### Prompt
Exact duplicates of all the records are needed.

### Supplied data

---*---

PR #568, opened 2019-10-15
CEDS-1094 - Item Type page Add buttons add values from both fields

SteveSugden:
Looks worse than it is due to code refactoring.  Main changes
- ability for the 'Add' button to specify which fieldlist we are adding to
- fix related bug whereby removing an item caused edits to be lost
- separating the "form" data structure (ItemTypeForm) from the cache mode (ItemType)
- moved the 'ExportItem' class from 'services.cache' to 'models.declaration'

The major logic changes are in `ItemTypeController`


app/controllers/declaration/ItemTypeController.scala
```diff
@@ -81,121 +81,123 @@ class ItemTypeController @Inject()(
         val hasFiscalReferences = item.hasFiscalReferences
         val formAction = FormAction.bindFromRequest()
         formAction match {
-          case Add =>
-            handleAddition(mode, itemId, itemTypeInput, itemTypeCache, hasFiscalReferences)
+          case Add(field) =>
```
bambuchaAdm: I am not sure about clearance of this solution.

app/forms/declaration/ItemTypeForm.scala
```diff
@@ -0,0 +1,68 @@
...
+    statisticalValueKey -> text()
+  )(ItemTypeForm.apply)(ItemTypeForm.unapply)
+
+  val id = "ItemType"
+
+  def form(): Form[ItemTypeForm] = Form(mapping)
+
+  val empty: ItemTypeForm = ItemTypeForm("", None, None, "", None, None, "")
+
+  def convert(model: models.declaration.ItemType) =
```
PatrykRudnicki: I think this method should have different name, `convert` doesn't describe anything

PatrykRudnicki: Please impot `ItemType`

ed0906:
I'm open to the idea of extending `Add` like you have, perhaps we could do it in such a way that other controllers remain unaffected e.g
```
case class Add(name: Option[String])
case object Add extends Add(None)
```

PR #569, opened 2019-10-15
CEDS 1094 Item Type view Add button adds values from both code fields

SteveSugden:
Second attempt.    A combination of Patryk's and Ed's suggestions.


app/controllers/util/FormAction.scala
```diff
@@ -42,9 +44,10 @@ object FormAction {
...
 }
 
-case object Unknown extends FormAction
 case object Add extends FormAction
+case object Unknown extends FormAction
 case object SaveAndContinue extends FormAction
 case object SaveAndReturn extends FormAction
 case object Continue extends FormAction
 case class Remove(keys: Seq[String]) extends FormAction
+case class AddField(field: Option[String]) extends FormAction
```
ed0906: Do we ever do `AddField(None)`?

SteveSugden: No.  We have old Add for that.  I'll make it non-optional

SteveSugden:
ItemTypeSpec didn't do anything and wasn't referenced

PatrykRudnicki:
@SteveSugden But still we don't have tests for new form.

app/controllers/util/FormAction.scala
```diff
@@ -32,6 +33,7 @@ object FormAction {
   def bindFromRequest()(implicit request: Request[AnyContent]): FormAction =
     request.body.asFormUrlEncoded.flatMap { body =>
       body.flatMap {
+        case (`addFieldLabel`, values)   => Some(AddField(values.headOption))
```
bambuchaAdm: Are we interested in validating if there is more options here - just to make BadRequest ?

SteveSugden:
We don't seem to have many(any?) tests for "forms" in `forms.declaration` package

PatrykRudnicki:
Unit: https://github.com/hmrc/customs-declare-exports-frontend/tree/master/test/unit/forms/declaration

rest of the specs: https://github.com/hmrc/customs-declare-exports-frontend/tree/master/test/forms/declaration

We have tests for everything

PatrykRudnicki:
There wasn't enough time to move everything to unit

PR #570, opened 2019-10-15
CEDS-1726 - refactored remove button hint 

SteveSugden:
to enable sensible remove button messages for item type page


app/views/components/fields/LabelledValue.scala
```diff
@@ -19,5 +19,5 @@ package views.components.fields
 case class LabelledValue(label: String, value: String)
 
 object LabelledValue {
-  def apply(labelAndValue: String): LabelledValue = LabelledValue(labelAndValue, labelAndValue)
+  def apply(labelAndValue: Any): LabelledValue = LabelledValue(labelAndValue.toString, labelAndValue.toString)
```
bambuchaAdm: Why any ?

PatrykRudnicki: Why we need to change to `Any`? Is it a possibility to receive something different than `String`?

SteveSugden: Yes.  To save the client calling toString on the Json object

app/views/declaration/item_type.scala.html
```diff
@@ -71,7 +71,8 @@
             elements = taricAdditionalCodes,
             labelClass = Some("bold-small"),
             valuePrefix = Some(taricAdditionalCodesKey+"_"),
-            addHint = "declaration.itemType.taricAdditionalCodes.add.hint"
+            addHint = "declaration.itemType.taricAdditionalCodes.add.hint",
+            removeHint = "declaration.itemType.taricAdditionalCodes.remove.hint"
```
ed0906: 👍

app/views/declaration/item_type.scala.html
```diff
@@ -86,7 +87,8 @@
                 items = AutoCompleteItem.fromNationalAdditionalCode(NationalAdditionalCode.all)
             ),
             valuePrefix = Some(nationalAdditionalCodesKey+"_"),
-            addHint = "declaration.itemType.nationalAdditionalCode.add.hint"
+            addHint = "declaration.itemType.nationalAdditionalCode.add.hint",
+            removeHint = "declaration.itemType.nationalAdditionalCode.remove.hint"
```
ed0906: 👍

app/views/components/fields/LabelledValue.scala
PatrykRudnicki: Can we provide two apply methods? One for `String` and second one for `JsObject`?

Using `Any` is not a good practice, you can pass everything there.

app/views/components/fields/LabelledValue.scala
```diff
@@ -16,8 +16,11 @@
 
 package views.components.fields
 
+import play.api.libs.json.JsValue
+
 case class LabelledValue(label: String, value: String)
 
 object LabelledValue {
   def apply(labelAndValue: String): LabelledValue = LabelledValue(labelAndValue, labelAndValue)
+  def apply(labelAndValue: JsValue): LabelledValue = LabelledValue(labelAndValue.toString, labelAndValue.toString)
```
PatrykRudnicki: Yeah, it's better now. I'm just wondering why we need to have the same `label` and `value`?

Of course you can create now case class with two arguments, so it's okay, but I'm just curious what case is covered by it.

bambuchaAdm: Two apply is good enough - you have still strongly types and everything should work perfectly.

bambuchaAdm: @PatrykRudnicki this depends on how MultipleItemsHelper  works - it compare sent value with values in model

---*---

### Output for this task
PR #568, opened 2019-10-15
CEDS-1094 - Item Type page Add buttons add values from both fields

SteveSugden:
Looks worse than it is due to code refactoring.  Main changes
- ability for the 'Add' button to specify which fieldlist we are adding to
- fix related bug whereby removing an item caused edits to be lost
- separating the "form" data structure (ItemTypeForm) from the cache mode (ItemType)
- moved the 'ExportItem' class from 'services.cache' to 'models.declaration'

The major logic changes are in `ItemTypeController`


app/controllers/declaration/ItemTypeController.scala
```diff
@@ -81,121 +81,123 @@ class ItemTypeController @Inject()(
         val hasFiscalReferences = item.hasFiscalReferences
         val formAction = FormAction.bindFromRequest()
         formAction match {
-          case Add =>
-            handleAddition(mode, itemId, itemTypeInput, itemTypeCache, hasFiscalReferences)
+          case Add(field) =>
```
bambuchaAdm: I am not sure about clearance of this solution.

app/forms/declaration/ItemTypeForm.scala
```diff
@@ -0,0 +1,68 @@
...
+    statisticalValueKey -> text()
+  )(ItemTypeForm.apply)(ItemTypeForm.unapply)
+
+  val id = "ItemType"
+
+  def form(): Form[ItemTypeForm] = Form(mapping)
+
+  val empty: ItemTypeForm = ItemTypeForm("", None, None, "", None, None, "")
+
+  def convert(model: models.declaration.ItemType) =
```
PatrykRudnicki: I think this method should have different name, `convert` doesn't describe anything

PatrykRudnicki: Please impot `ItemType`

ed0906:
I'm open to the idea of extending `Add` like you have, perhaps we could do it in such a way that other controllers remain unaffected e.g
```
case class Add(name: Option[String])
case object Add extends Add(None)
```

PR #569, opened 2019-10-15
CEDS 1094 Item Type view Add button adds values from both code fields

SteveSugden:
Second attempt.    A combination of Patryk's and Ed's suggestions.


app/controllers/util/FormAction.scala
```diff
@@ -42,9 +44,10 @@ object FormAction {
...
 }
 
-case object Unknown extends FormAction
 case object Add extends FormAction
+case object Unknown extends FormAction
 case object SaveAndContinue extends FormAction
 case object SaveAndReturn extends FormAction
 case object Continue extends FormAction
 case class Remove(keys: Seq[String]) extends FormAction
+case class AddField(field: Option[String]) extends FormAction
```
ed0906: Do we ever do `AddField(None)`?

SteveSugden: No.  We have old Add for that.  I'll make it non-optional

SteveSugden:
ItemTypeSpec didn't do anything and wasn't referenced

PatrykRudnicki:
@SteveSugden But still we don't have tests for new form.

app/controllers/util/FormAction.scala
```diff
@@ -32,6 +33,7 @@ object FormAction {
   def bindFromRequest()(implicit request: Request[AnyContent]): FormAction =
     request.body.asFormUrlEncoded.flatMap { body =>
       body.flatMap {
+        case (`addFieldLabel`, values)   => Some(AddField(values.headOption))
```
bambuchaAdm: Are we interested in validating if there is more options here - just to make BadRequest ?

SteveSugden:
We don't seem to have many(any?) tests for "forms" in `forms.declaration` package

PatrykRudnicki:
Unit: https://github.com/hmrc/customs-declare-exports-frontend/tree/master/test/unit/forms/declaration

rest of the specs: https://github.com/hmrc/customs-declare-exports-frontend/tree/master/test/forms/declaration

We have tests for everything

PatrykRudnicki:
There wasn't enough time to move everything to unit

PR #570, opened 2019-10-15
CEDS-1726 - refactored remove button hint 

SteveSugden:
to enable sensible remove button messages for item type page


app/views/components/fields/LabelledValue.scala
```diff
@@ -19,5 +19,5 @@ package views.components.fields
 case class LabelledValue(label: String, value: String)
 
 object LabelledValue {
-  def apply(labelAndValue: String): LabelledValue = LabelledValue(labelAndValue, labelAndValue)
+  def apply(labelAndValue: Any): LabelledValue = LabelledValue(labelAndValue.toString, labelAndValue.toString)
```
bambuchaAdm: Why any ?

PatrykRudnicki: Why we need to change to `Any`? Is it a possibility to receive something different than `String`?

SteveSugden: Yes.  To save the client calling toString on the Json object

app/views/declaration/item_type.scala.html
```diff
@@ -71,7 +71,8 @@
             elements = taricAdditionalCodes,
             labelClass = Some("bold-small"),
             valuePrefix = Some(taricAdditionalCodesKey+"_"),
-            addHint = "declaration.itemType.taricAdditionalCodes.add.hint"
+            addHint = "declaration.itemType.taricAdditionalCodes.add.hint",
+            removeHint = "declaration.itemType.taricAdditionalCodes.remove.hint"
```
ed0906: 👍

app/views/declaration/item_type.scala.html
```diff
@@ -86,7 +87,8 @@
                 items = AutoCompleteItem.fromNationalAdditionalCode(NationalAdditionalCode.all)
             ),
             valuePrefix = Some(nationalAdditionalCodesKey+"_"),
-            addHint = "declaration.itemType.nationalAdditionalCode.add.hint"
+            addHint = "declaration.itemType.nationalAdditionalCode.add.hint",
+            removeHint = "declaration.itemType.nationalAdditionalCode.remove.hint"
```
ed0906: 👍

app/views/components/fields/LabelledValue.scala
PatrykRudnicki: Can we provide two apply methods? One for `String` and second one for `JsObject`?

Using `Any` is not a good practice, you can pass everything there.

app/views/components/fields/LabelledValue.scala
```diff
@@ -16,8 +16,11 @@
 
 package views.components.fields
 
+import play.api.libs.json.JsValue
+
 case class LabelledValue(label: String, value: String)
 
 object LabelledValue {
   def apply(labelAndValue: String): LabelledValue = LabelledValue(labelAndValue, labelAndValue)
+  def apply(labelAndValue: JsValue): LabelledValue = LabelledValue(labelAndValue.toString, labelAndValue.toString)
```
PatrykRudnicki: Yeah, it's better now. I'm just wondering why we need to have the same `label` and `value`?

Of course you can create now case class with two arguments, so it's okay, but I'm just curious what case is covered by it.

bambuchaAdm: Two apply is good enough - you have still strongly types and everything should work perfectly.

bambuchaAdm: @PatrykRudnicki this depends on how MultipleItemsHelper  works - it compare sent value with values in model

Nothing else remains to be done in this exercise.